8 colorful and eye-catching November art events no Houstonian should miss
If you thought art openings would slow for the holidays, guess again. There’s a cornucopia of exhibitions and gallery openings as well as immersive art experiences to keep us aesthetically warm as November cools the city.
From Latin American masters to a fantastical French architect to an upbeat perspective on a Texas horror icon, we’ve got art for every taste. And if you’re wondering to do with all those Thanksgiving relatives still hanging around your house, Houston boasts an art fun factory for the whole family.

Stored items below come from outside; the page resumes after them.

Issue #81, opened 2017-02-27
Bad code duplication in experiment.py


gbordyugov:
`Experiment.delta()` is now a dispatcher, however those lines https://github.com/zalando/expan/blob/dev/expan/core/experiment.py#L368 duplicate the code https://github.com/zalando/expan/blob/dev/expan/core/experiment.py#L455

Additional complication: `delta()` function calls the other one, i.e. `fixed_horizon_delta()`

chaitanyasd:
I'm a newbie. Can i take this? Please can you help.

jbao:
@csdeshpande19 sure, this requires some de-duplication of the `delta()` and `fixed_horizon_delta()` function. Let us know if you have any specific questions.

chaitanyasd:
Can you tell me what exactly I have to fix so i can start working on it.

jbao:
My idea would be to remove the duplicated code in `fixed_horizon_delta()` and do all the pre-processing in `delta()`,  but feel free to open a PR and maybe it would become easier to discuss. What do you think?

chaitanyasd:
Yeah. No problem. I'll do a PR in few hours as I'm new to Open Source so it may take some time to get acquainted with it. I'll try to help as much as I can.

s4826:
Does this still need to be done?

jbao:
Hi @s4826 , yes, this one is still open AFAIK.

s4826:
Ok, I'll open a pull request.

PR #86, opened 2017-03-13
Test

s4826:
- Remove duplicated code in ```fixed_horizon_delta()```
- updated tests to reflect new method signature for ```fixed_horizon_delta()```

### DIFF
--- a/expan/core/experiment.py
+++ b/expan/core/experiment.py
@@ -385,6 +385,7 @@ class Experiment(ExperimentData):
 
 		if kpi_subset is not None:
 			kpis_to_analyse.intersection_update(kpi_subset)
+		res.metadata['kpis_to_analyse'] = kpis_to_analyse
 		self.dbg(3, 'kpis_to_analyse: ' + ','.join(kpis_to_analyse))
 
 		method_table = {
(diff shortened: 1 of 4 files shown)


jbao (approved):

mkolarek:
:+1:

mkolarek (approved):

expan/core/experiment.py
```diff
@@ -399,9 +400,14 @@ def delta(self, method='fixed_horizon', kpi_subset=None, derived_kpis=None, **kw
...
 			f, a1, a2 = m[0], m[1], m[2]
-			return f(a1, a2, **kwargs)
+			if method == 'fixed_horizon':
+				# pass initialized results object into fixed_horizon_delta
+				return f(res, a1, a2, **kwargs)
+			else:
+				return f(a1, a2, **kwargs)
 
-	def fixed_horizon_delta(self, 
+	def fixed_horizon_delta(self,
```
gbordyugov, line 409: Is introducing an additional parameter to fixed_horizon_delta() worth it? It seems to me that this introduces an inhomogeneity across the fourth `delta` workers

tests/tests_core/test_results.py
```diff
@@ -37,6 +38,34 @@ def load_example_results():
 
 	return r.from_hdf(example_fpath)
 
+def mock_results_object(data, kpi_subset=None, derived_kpis=None, **kwargs):
+	"""
+	Create a results object for any tests involving fixed_horizon_delta()
```
gbordyugov, line 43: why factor out this functionality as a separate function? is it going to be used anywhere besides `fixed_horizon_delta()`?

addendum: would this code persist in Experiment.delta() further?

gbordyugov (changes requested):
Hi,

great job! I'm however still a bit unconvinced about your solution to move the duplicate code into the `mock` function. Does it eliminate the duplicate code in both `delta()` and `fixed_horizon_delta()`?

Plus introducing a `res` argument to `fixed_horizon_delta()` makes its handling a bit special in comparison to other workers.

Best,
gb

gbordyugov (approved):
Hi,

I totally misunderstood the logic of what you did, now, after a bit of pondering, it looks great to me.

jbao:
This resolves #81 .

PR #104, opened 2017-04-19
OCTO-1502 removed variant_subset parameter...

gbordyugov:
OCTO-1502

... from the args list of `Experiment.fixed_horizon_delta()`

In the current implementation of `Experiment.fixed_horizon_delta()`, the parameter `variant_subset` and all derivatives of it are ignored - hence, it's safe to remove it from the argument list.


shansfolder:
👍

mkolarek (approved):

Issue #173, opened 2013-04-05
Add the ability to pass arguments to the script itself


glennblock:
I want to write a script that uses powerargs to parse cmdline params!

PR #228, opened 2013-05-07
Implement `Args` to pass arguments to scripts.

sblom:
Fix for #173

You call `scriptcs.exe` with arguments for it before a `--` and arguments for the script after a `--`.

For example:

```
scriptcs -restore server.csx -- -port 8080
```

Use it like:

``` csharp
Console.WriteLine("Args: '{0}'", string.Join("', '", Args));
```

(This would print `Args: '-port', '8080'`.)

### DIFF
--- a/src/ScriptCs/Command/ExecuteReplCommand.cs
+++ b/src/ScriptCs/Command/ExecuteReplCommand.cs
@@ -20,6 +20,8 @@ namespace ScriptCs.Command
         private readonly ILog _logger;
         private readonly IConsole _console;
 
+        public string[] ScriptArgs { get; private set; }
+
         public ExecuteReplCommand(
             IFileSystem fileSystem,
             IScriptPackResolver scriptPackResolver,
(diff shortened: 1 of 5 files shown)


hassanselim0:
Have this feature been removed or re-implemented differently?
(sorry for commenting on an old PR)

khellang:
It's now called `Env.ScriptArgs`. See [`IScriptHost`](https://github.com/scriptcs/scriptcs/blob/281b55ef5d24844dfefb91daeb4111efda264a52/src/ScriptCs.Contracts/IScriptHost.cs) and [`IScriptEnvironment`](https://github.com/scriptcs/scriptcs/blob/281b55ef5d24844dfefb91daeb4111efda264a52/src/ScriptCs.Contracts/IScriptEnvironment.cs) :smile:

adamralph:
FYI that change was made in version 0.9 - https://github.com/scriptcs/scriptcs/issues/279

PR #590, opened 2014-03-02
Word completion in REPL

estoy:
This PR adds completion of file paths and assembly names in the REPL.

New functionality:

#load gets file path completion. Just press tab any number of times and you're taken through the current possible completions of your path. Shift tab moves back through the list. Escape cancels the completion and restores the original input line.

#r gets assembly name completion. Press tab to loop through all possisble completions that are found in the GAC and in your current directory.

:cwd prints the current working directory

:cd <path> changes directory. It of course also offers file path completion.

Known issues:
Some of the assemblies found in the GAC directories cannot be loaded. I'm no GAC expert so any advice is appreciated.

Further improvements:
"Intellisense"-style completion of expressions. This is what I really wanted to achieve. I have all the infrustructure in place and Roslyn provides the semantic analysis that I need but I cannot find a way to access this so that it is done within the current session. Any ideas on how to achieve this?

Implementation structure:
The main class of the solution is the InputLine which takes over the read line responsibility from the console. It uses the following supporting classes:
ReplBuffer: Keeps track of the contents of the current line and updates the console to reflect this.
ReplHistory: Provides input line history, which is accessed through the up/down arrows.
LineAnalyzer: Determines what kind of input is in progress, e.g. file path or assembly name. Can be expanded simply by adding new regular expressions.
CompletionHandler: Issues searches for possible completions of file path, etc, and keeps track of which to show at the moment.
FilePathFinder: Finds possible file paths and assembly paths.

Effects on original code:
The main change is to the IConsole / ScriptConsole which have been augmented to expose several methods and properties of System.Console.

So, I hope this will prove to be useful. This is my first ever PR so please bear with me if I've done something unwise.


adamralph:
@estoy thanks very much for the work on this.

Due to delays on both sides, this PR has been open for a very long time now and the codebase has diverged significantly, e.g. REPL commands such cd: are already in master. I think the best thing now is if we close this, and spin off the features which it was adding as independent issues so we can address them in bite size chunks. I've raised #929, #930 and #931 for this purpose.

I've also pushed your spike branch into the upstream repo so it can be used as a reference when implementing those issues - https://github.com/scriptcs/scriptcs/tree/wordcompletion-spike

Again, due to the sheer amount of divergence, I don't think any promises can be made about any of your original commits being used, but I'm sure the ideas and approaches your spike demonstrates are going to be very useful indeed. And of course, if you are still motivated, you are more than welcome to join in in getting the 3 new issues closed.

src/ScriptCs.Contracts/IConsole.cs
```diff
@@ -19,5 +23,11 @@ public interface IConsole
         void ResetColor();
 
         ConsoleColor ForegroundColor { get; set; }
+
+        int HorizontalPosition { get; set; }
+
+        int VerticalPosition { get; set; }
+
+        int Width { get; }
```
BlackFrog1: I would like this property added to the IConsole interface also.  It's helpful when formatting output.

PR #746, opened 2014-06-02
Spike: Emit a host for Mono with static accessors for ScriptHost

stirno:
This is really a first-stab POC on getting custom `ScriptHost` impls working in Mono. Goal is to crawl the passed in `ScriptHost` and create a class with static proxy methods/accessors that can be used by the Mono engine.

Not perfect but it does work for PVC's `ScriptHost` in mono. Code needs some cleanup for sure, possibly doing something horribly wrong. Thoughts? :+1:


glennblock:
@stirno I am closing this as it has not had any progress in 2 years.

Issue #665, opened 2014-05-06
Mono REPL multiline


filipw:
Add multiline support for mono REPL
Currently the REPL for mono is single line only

I have a working spike but it needs some work. Unfortunately looks like the approach from Roslyn with catching compiler error might not be that simple to rebuild there.

---

**Edit by @adamralph**

This feature supports everything apart from loose functions. That has been spun off into https://github.com/scriptcs/scriptcs/issues/906

matthewblott:
Just started using this on OSX and noticed this issue - it looks pretty old so I'm guessing this isn't being worked on?

adamralph:
@matthewblott any Mono related work has indeed slipped down the order of importance somewhat. This is largely due to the fact that Microsoft seem committed to x-plat with their latest bits, so the hope is that, in the not too distant future, we will have a build of Roslyn that its fully x-plat and has the scripting API's reintroduced, which would allow us to kill the scriptcs Mono engine. Of course, we don't know when or indeed if that will definitely happen, so I guess Mono related scriptcs work is a little in limbo right now.

filipw:
mono REPL multiline was fixed long time ago by @ztone in this PR #771 
however we have done a terrible job managing those and as a result things have kinda slipped away.

@ztone we discussed extracting mono multiline REPL into a single PR a while ago - can this be PR-ed separately or is it relying on the changes introduced in #771? If that's the case, let's rebase and merge it ASAP. Very sorry it was left hanging for so long

ztone:
@filipw @adamralph @matthewblott  Tbh I would not want to merge #771 unless we really need to.  Only thing it fixes is the block parsing issue no one has actually complained about (yet!). Regarding issue #713, which #771 fixes as well, will be fixed when we get a new Mono.CSharp release because I found the issue in the mono compiler a few months ago.

So, getting back to this issue.  Adding multi-line support for everything but loose function is really easy (only 3 lines of code) as it is already supported by Mono.CSharp.  However, multi-line support for loose function will require some work.  So do we want to split this into 2 PRs or wait for a full fix?

adamralph:
@ztone thanks for the info!

I would prefer splitting it up. If you can send a separate PR now for 'multi-line support for everything but loose functions' then we can get that in now and perhaps even make it part of 0.13. The loose function support can come later and we can spin off a separate issue for it.

adamralph:
Fixed in #771

ztone:
[...]

PR #771, opened 2014-06-23
Mono engine using code segments to better parse scripts

### LINKED ISSUE #664: Mono error reporting
Currently the Mono engine uses the built in Mono.CSharp console printer directly.

Should instead implement a custom printer that will capture errors & warnings and allow scriptcs infra to handle them

### LINKED ISSUE #713: Expressions capturing local vars do not compile in Mono
```c#
var x = 123;
Action a = () => x++;
Console.WriteLine(x);
```

image

ztone:
This PR is a proposed solution to get the Mono engine close to be at par with Roslyn and solve most of the Mono issues.

* Fixes #713 (capture local vars)
* Blocks in script no longer interferes with parsing (had an commented out test for this in SyntaxParserTests + had this problem when investigating #740)
* Fixes #664 (Mono error reporting)
* Returns compile errors in ScriptResult from Mono.CSharp and NRefactory (when rewriting methods) and displays the correct line of the erroneous code (not supported before).
* Partly addresses #665 (does still not support loose functions in multi-line)

**Why this approach**
NRefactory failed to parse correctly if script contained blocks <code>{ }</code>
Needed a way to fix #713

**What this PR does**
So the approach I've taken is to split the script into code segments.

* The lexer : find a few token needed for parsing and disregard stuff in strings, chars and comments so it doesn't interfere with the parsing.

* Region parser: Eats all tokens until it find either a semicolon or an opening/closed bracket.

For example <code>Console.WriteLine(“hello”);</code> is a region and <code>if(true) { doStuff(); }</code> is also a region.  The lexer and parser don't care about the syntax or semantics, it's just used to do a logical split of the code.

* NRefactory: Each segment is then passed into the NRefactory parser to check if the segment is a class, method or evaluation.  It the segment is a method it is rewritten by NRefactory to a method expression to support loose functions.

Segments are also ordered as we want to evaluate classes first, then method prototypes.  After that we evaluate method expressions and lastly the evaluation.

If you look at ScriptCs code this approach does make some sense.
```c#
class A { you can write anything here }

void Bar() { also here }

Bar( even inside parentheses );
```
Here we identify three regions/segments.  The Mono.CSharp evaluator will handle all the compiler errors that are inside each segment (and NRefactory for methods).

**Other**
* Mono engine will return the correct line number for a compilation errors.  However, a few method errors are still a bit strange because of the method rewrite.  Needs investigating.

* Before, code like <code>error.</code> didn't cause any failure (as the evaluator regards this as a partial, because of the dot).  Handling partial loose functions is going to be a bit tricker and needs to be in another PR.

Please test drive.

Stone


ztone:
@filipw @adamralph  I rebased this PR.  

Once I took a closer look I remembered that this PR has some needed features like keeping track of line numbers (as scripts are being re-ordered before evaluation) and maintains code format as classes and methods are re-formatted by NRefactory in our current solution.  This is needed when we want to add our custom mono reporting class.  Also because of this reformatting, implementing multiline support for classes is going to be awkward in our current solution. For example, NRefactory will add a missing curly bracket for classes which will mean that the Mono.CSharp will not think it’s an incomplete submission.

**Pros:**
* Fixes block parsing errors
* Fixes #713 as the newest Mono.CSharp does not have that fix yet.
* Keeps track of line-number (to be used with the mono reporter)
* Keep code format intact so it will be easier to add multi-line support for classes.

**Cons:**
* This is a large chuck of code that might contain unforeseen parsing bugs, but is has a great deal of unit-tests.
* A small performance hit as script needs to be pre-parsed.

filipw:
great. IMHO this is good to merge. I know this is a massive changeset, but it was expected to be, since it introduces a lexer. I wouldn't worry about introducing bugs that much. Firstly, it has a bunch of tests like you mentioned. Secondly, I tested it out when it was brought forward originally and it worked like a charm.

I say this should go in immediately, as it's definitely an improvement in our Mono support. unless someone wants to chime in? @scriptcs/core

khellang:
:shipit:

adamralph:
Thanks @ztone! This will go out in 0.13.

Here are eight eye-catching November arts highlights.
Museum openings
“Beatriz González: A Retrospective”at the Museum of Fine Arts (through January 20, 2020)
The first career retrospective in U.S of this so called “radical women” of Latin American art, the exhibition includes survey’s six decades of the 80 year-old Colombian artists work. The 130 pieces in the exhibition range from oil paintings, drawings, silkscreen prints, and curtains, to three-dimensional recycled furniture, such as beds, tables, night tables, cribs, and armoires, and everyday objects including trays, TVs, and cigar boxes.
“Through her work González proved that art can express pain and grief without resorting to the clichés of figurative painting, creating harrowing images that remain in our consciousness long after we have seen them,” says MFAH curator Mari Carmen Ramírez.
“Will Boone: The Highway Hex”at the Contemporary Arts Museum Houston (through February 16, 2020)
The acclaimed contemporary artist uses that short stretch of road, I-10 from Texas to California, as a muse for these new works created for this exhibition. This includes a site-specific installation, paintings, and sculptures and Boone’s first narrative long-form video, Sweet Perfume, centered around Leatherface from The Texas Chainsaw Massacre. But in this video artwork, “Face,” played by Boone’s wife, artist Stephanie Boone, lives a sweet life in the hills of east L.A.
“Jean-Jacques Lequeu: Visionary Architect, Drawings from the Bibliothèque nationale de France” at the Menil Drawing Institute (through January 5, 2020)
The exhibition of 50 drawings from one of post-revolutionary France’s most imaginative artists features some of his most detailed architecture drawings and anatomical studies, including proposals for fantastical structures never ever intended to be built.
“Gareth Long: Kidnappers Foil” at Blaffer Art Museum (November 16-March 14, 2020)
Canada meets Texas in this immersive moving image installation, as the Toronto-based Long explores amateur American filmmaking through the work of Texan filmmaker Melton Barker. In the mid-20th century, Dallas-born Barker would create different versions of the same film using cast of local children in small towns across the south and midwest. Long’s installation surrounds viewers with projections of some of the rare copies of Barker’s films.
Galleries and special exhibitions
“White Wide Space” at Rudolph Blume Fine Art / ArtScan Gallery (through December 14)
A part of Sculpture Month, this show features four of Houston’s sculptors: Antarctica Black, Paul Carola, Michael Kirby, and Margaret Smithers-Crump, who use subtractive techniques in the work. Though using different material and producing very different aesthetic result, all four artists have one thing in common: they all use some form of cutting away a in their processes.
“Homage to the Great Latin American Masters”at Art of the World Gallery (through January 11, 2020)
Inspired by the MFAH’s Beatriz Gonzalez’s exhibition, this show brings in 20th century masterworks from nine Latin American countries. Expect 30 pieces — paintings, drawings, mixed media, printmaking, photography and sculptures — by giants of the art world, including Diego Rivera, Rufino Tamayo, Fernando Botero, Wifredo Lam, Julio Larraz, Jorge Jimenez Deredia, Roberto Matta, Vik Muniz, Oswaldo Vigas, Fernando de Szyszlo, and yes, Beatriz Gonzalez.
The Color Factory (through February 2020)
The immersive color experience has finally opened the doors to its vivid 20,000 total square feet Kirby outpost, and Houston seems ready to sometimes literally dive into these hue 16 participatory installation spaces.
While there have been Color Factories in New York and San Francisco, this one is inspired by Houston with exhibitions containing the colors relating to the sights of the city from NASA, the Astrodome, and Buffalo Bayou to the frosting on a Shipley’s Donut.
Art League Houston Fall/Winter Season (November 15-January 4, 2020)
Four new exhibitions/installations open at Art League, including three from three artists. First up: Re-Membering is the Responsibility of the Living, a multi-media, performance based site-specific installation by Brooklyn based artist Taja Lindley.
Also look for “One by One,” an exhibition of recent paintings by Nacogdoches based Artist Arely Morales about her personal experiences as an immigrant and “Soft Listings,” an exhibition featuring recent works on paper by Houston based Artist Daniela Koontz. Finally, don’t miss, “Just After,” a site-specific installation by Galveston-based artist Ann Wood, inspired by Victorian figurative grave markers found in Galveston’s historical cemeteries.